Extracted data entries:
"""

PR #256, opened 2023-05-01
Emit references instead of definitions for object literal properties

### LINKED ISSUE #252: Emit references instead of definitions for properties on object literals that implement an interface

olafurpg:
Fixes #252.

Previously, scip-typescript emitted definitions for properties of object literal expressions that got inferred to a concrete type. This was problematic since doing "Find references" didn't behave like it does in VS Code, where it shows the object literal property together with the type's member.

For example, consider
```ts
interface Config { property: number }
const x: Config = { property: 42 }
```

After this PR, the `property` in `property: 42` becomes a regular reference to `Config.property` instead of being its own definition. This means that "Find references" now works like it does in VS Code.

### Test plan

See updated snapshots.


snapshots/output/syntax/src/infer-relationship.ts
```diff
@@ -76,60 +88,120 @@
...
       const incremented = number + 1
-//          ^^^^^^^^^^^ definition local 15
+//          ^^^^^^^^^^^ definition local 24
 //          documentation ```ts\nvar incremented: number\n```
-//                        ^^^^^^ reference local 12
+//                        ^^^^^^ reference local 21
       return {
         property: incremented,
-//      ^^^^^^^^ definition syntax 1.0.0 src/`infer-relationship.ts`/property7:
+//      ^^^^^^^^ definition syntax 1.0.0 src/`infer-relationship.ts`/property0:
```
olafurpg: @SuperAuguste I don't know yet how to handle the case here but I think we can do it somehow by adding more entries to the `assignedType` map. Would you be interested in taking a look?

snapshots/output/syntax/src/inheritance.ts
```diff
@@ -12,7 +12,7 @@
 //  documentation ```ts\n(property) property: string\n```
     interfaceMethod(): string
 //  ^^^^^^^^^^^^^^^ definition syntax 1.0.0 src/`inheritance.ts`/Superinterface#interfaceMethod().
-//  documentation ```ts\n(method) interfaceMethod() => string\n```
+//  documentation ```ts\n(property) interfaceMethod: () => string\n```
```
olafurpg: I have no clue why this changed. I don't think it's a big problem but it is concerning that I can't explain why it changed 🤔

snapshots/output/syntax/src/inheritance.ts
```diff
@@ -136,11 +132,11 @@
     consumesInterface({
 //  ^^^^^^^^^^^^^^^^^ reference syntax 1.0.0 src/`inheritance.ts`/consumesInterface().
       interfaceMethod: (): string => 'inferred',
-//    ^^^^^^^^^^^^^^^ definition syntax 1.0.0 src/`inheritance.ts`/interfaceMethod1:
+//    ^^^^^^^^^^^^^^^ definition syntax 1.0.0 src/`inheritance.ts`/interfaceMethod0:
```
olafurpg: This case is still unhandled. It's a simpler than `returnStatementInsideArgumentExpression` so it could be a good one to look at first

snapshots/output/syntax/src/structural-type.ts
```diff
@@ -65,7 +65,7 @@
 //     ^^^^^^^^^^^^ definition syntax 1.0.0 src/`structural-type.ts`/FeatureFlags#
 //     documentation ```ts\ntype FeatureFlags\n```
 //                      ^^^^^^^^ definition syntax 1.0.0 src/`structural-type.ts`/FeatureFlags#typeLiteral13:darkMode.
-//                      documentation ```ts\n(property) darkMode: () => void\n```
+//                      documentation ```ts\n(property) darkMode: true\n```
```
olafurpg: This is a serious regression! Need to look into it better, I think I know what's going on, and fixing this will probably fix the other `method/property` regression

snapshots/output/syntax/src/inheritance.ts
olafurpg: Fixed now.

snapshots/output/syntax/src/infer-relationship.ts
SuperAuguste: Yep, definitely interested!

snapshots/output/syntax/src/inheritance.ts
SuperAuguste: I'll look at this first then :)

SuperAuguste:
Resolved everything here; this is some of the hackiest stuff I've put together in a while so heads up - it seems to work though :)

olafurpg:
Finally got a moment to look again into this PR and fixed one big remaining blocker to merge this PR. This PR is big and I want to make the changes low risk to merge as possible. I will need a few more iterations before it's safe to merge but I'm eager to get it through the finish line since it fixes a ton of very common navigation quirks.

olafurpg:
@valerybugakov @SuperAuguste this PR is ready for review now. I cleaned up the commit history so that you can only review the differences in the indexed output by looking at the diff of the last commit. The logic in `updateAssignedTypeMap` is tricky to reason about because it's inherently complicated to mirror TypeScript typing rules. I did my best to keep the code clean, and I think the code is much cleaner now compared to how we inferred implementation relationships before this PR.

rodion-m:
What prevents us from merging this?

olafurpg:
@rodion-m main reason this hasn't been merged yet is because I'm personally working on other projects and haven't found the time to do the rebase, find reviewers, cut a release and communicate the changes (along with addressing followup feedback). I think the changes in this PR are a significant improvement to the TypeScript/JavaScript navigation experience. I'd love to see this land eventually but don't have an ETA for it at the moment.

kritzcreek:
Superseeded by https://github.com/sourcegraph/scip-typescript/pull/373

Thanks a lot for all the great test cases in this PR!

"""

YOUR TASK:
Write the entries out once more, exactly as given.

WRITTEN ANSWER:
PR #256, opened 2023-05-01
Emit references instead of definitions for object literal properties

### LINKED ISSUE #252: Emit references instead of definitions for properties on object literals that implement an interface

olafurpg:
Fixes #252.

Previously, scip-typescript emitted definitions for properties of object literal expressions that got inferred to a concrete type. This was problematic since doing "Find references" didn't behave like it does in VS Code, where it shows the object literal property together with the type's member.

For example, consider
```ts
interface Config { property: number }
const x: Config = { property: 42 }
```

After this PR, the `property` in `property: 42` becomes a regular reference to `Config.property` instead of being its own definition. This means that "Find references" now works like it does in VS Code.

### Test plan

See updated snapshots.


snapshots/output/syntax/src/infer-relationship.ts
```diff
@@ -76,60 +88,120 @@
...
       const incremented = number + 1
-//          ^^^^^^^^^^^ definition local 15
+//          ^^^^^^^^^^^ definition local 24
 //          documentation ```ts\nvar incremented: number\n```
-//                        ^^^^^^ reference local 12
+//                        ^^^^^^ reference local 21
       return {
         property: incremented,
-//      ^^^^^^^^ definition syntax 1.0.0 src/`infer-relationship.ts`/property7:
+//      ^^^^^^^^ definition syntax 1.0.0 src/`infer-relationship.ts`/property0:
```
olafurpg: @SuperAuguste I don't know yet how to handle the case here but I think we can do it somehow by adding more entries to the `assignedType` map. Would you be interested in taking a look?

snapshots/output/syntax/src/inheritance.ts
```diff
@@ -12,7 +12,7 @@
 //  documentation ```ts\n(property) property: string\n```
     interfaceMethod(): string
 //  ^^^^^^^^^^^^^^^ definition syntax 1.0.0 src/`inheritance.ts`/Superinterface#interfaceMethod().
-//  documentation ```ts\n(method) interfaceMethod() => string\n```
+//  documentation ```ts\n(property) interfaceMethod: () => string\n```
```
olafurpg: I have no clue why this changed. I don't think it's a big problem but it is concerning that I can't explain why it changed 🤔

snapshots/output/syntax/src/inheritance.ts
```diff
@@ -136,11 +132,11 @@
     consumesInterface({
 //  ^^^^^^^^^^^^^^^^^ reference syntax 1.0.0 src/`inheritance.ts`/consumesInterface().
       interfaceMethod: (): string => 'inferred',
-//    ^^^^^^^^^^^^^^^ definition syntax 1.0.0 src/`inheritance.ts`/interfaceMethod1:
+//    ^^^^^^^^^^^^^^^ definition syntax 1.0.0 src/`inheritance.ts`/interfaceMethod0:
```
olafurpg: This case is still unhandled. It's a simpler than `returnStatementInsideArgumentExpression` so it could be a good one to look at first

snapshots/output/syntax/src/structural-type.ts
```diff
@@ -65,7 +65,7 @@
 //     ^^^^^^^^^^^^ definition syntax 1.0.0 src/`structural-type.ts`/FeatureFlags#
 //     documentation ```ts\ntype FeatureFlags\n```
 //                      ^^^^^^^^ definition syntax 1.0.0 src/`structural-type.ts`/FeatureFlags#typeLiteral13:darkMode.
-//                      documentation ```ts\n(property) darkMode: () => void\n```
+//                      documentation ```ts\n(property) darkMode: true\n```
```
olafurpg: This is a serious regression! Need to look into it better, I think I know what's going on, and fixing this will probably fix the other `method/property` regression

snapshots/output/syntax/src/inheritance.ts
olafurpg: Fixed now.

snapshots/output/syntax/src/infer-relationship.ts
SuperAuguste: Yep, definitely interested!

snapshots/output/syntax/src/inheritance.ts
SuperAuguste: I'll look at this first then :)

SuperAuguste:
Resolved everything here; this is some of the hackiest stuff I've put together in a while so heads up - it seems to work though :)

olafurpg:
Finally got a moment to look again into this PR and fixed one big remaining blocker to merge this PR. This PR is big and I want to make the changes low risk to merge as possible. I will need a few more iterations before it's safe to merge but I'm eager to get it through the finish line since it fixes a ton of very common navigation quirks.

olafurpg:
@valerybugakov @SuperAuguste this PR is ready for review now. I cleaned up the commit history so that you can only review the differences in the indexed output by looking at the diff of the last commit. The logic in `updateAssignedTypeMap` is tricky to reason about because it's inherently complicated to mirror TypeScript typing rules. I did my best to keep the code clean, and I think the code is much cleaner now compared to how we inferred implementation relationships before this PR.

rodion-m:
What prevents us from merging this?

olafurpg:
@rodion-m main reason this hasn't been merged yet is because I'm personally working on other projects and haven't found the time to do the rebase, find reviewers, cut a release and communicate the changes (along with addressing followup feedback). I think the changes in this PR are a significant improvement to the TypeScript/JavaScript navigation experience. I'd love to see this land eventually but don't have an ETA for it at the moment.

kritzcreek:
Superseeded by https://github.com/sourcegraph/scip-typescript/pull/373

Thanks a lot for all the great test cases in this PR!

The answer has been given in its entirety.